EXERCISE:
Please reproduce exactly the lines that begin the listing below, up to and including the line where "Adding support for" occurs.

DATA SECTION:

PR #1667, opened 2020-07-22
Build per-test bundles and index images

ankitathomas:
Adding support for creating bundles and index images from test bundle directories to remove dependency of tests on pre-built images from Quay

Building test bundles and indexes in the context of an e2e test will help avoid test flakes due to Quay connectivity issues. This should also make it easier for contributors to add tests without having to rely on availability of pre-built bundles and index images. Further details at: https://docs.google.com/document/d/1CxabarOVMmjyl4zyE1_8z9Oq8JPne6MKGuI3NnPbYb0/edit#

**Reviewer Checklist**


test/e2e/skopeo.go
```diff
@@ -13,17 +13,17 @@ import (
...
 	insecure              = "--insecure-policy=true"
-	skopeo                = "skopeo"
+	Skopeo                = "Skopeo"
 	debug                 = "--debug"
 	skipTLS               = "--dest-tls-verify=false"
 	skipCreds             = "--dest-no-creds=true"
 	destCreds             = "--dest-creds="
 	v2format              = "--format=v2s2"
-	skopeoImage           = "quay.io/olmtest/skopeo:0.1.40"
+	skopeoImage           = "quay.io/olmtest/Skopeo:0.1.40"
```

RESPONSE BELOW:
PR #1667, opened 2020-07-22
Build per-test bundles and index images

ankitathomas:
Adding support for creating bundles and index images from test bundle directories to remove dependency of tests on pre-built images from Quay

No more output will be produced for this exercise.